======== TASK DATA

PR #2710, opened 2022-01-13
Replace ResLog with Python logging

pinkwah:
We've recently implemented Python logging in C++ via pybind. ResLog was the previous attempt at this.

This PR deprecates `LOG_LEVEL` and `LOG_FILE` ERT config keys as well.

TODO:
- [x] Deprecate `LOG_LEVEL`
- [x] Deprecate `LOG_FILE`
- [x] Generalise `logging.hpp` testing
- [x] Fix old_tests to use `ILogger` rather than `reslog`.


ManInFez:
This looks like a solid piece of work :+1: Would you not say that LOG keywords are not deprecated but ignored or not supported?

dafeda (approved):
Real nice 👍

================

● WHAT THE TASK ASKS: Search the entries above for the word "Python" and copy each line where it appears.

● ANSWER SPACE:
Replace ResLog with Python logging
We've recently implemented Python logging in C++ via pybind. ResLog was the previous attempt at this.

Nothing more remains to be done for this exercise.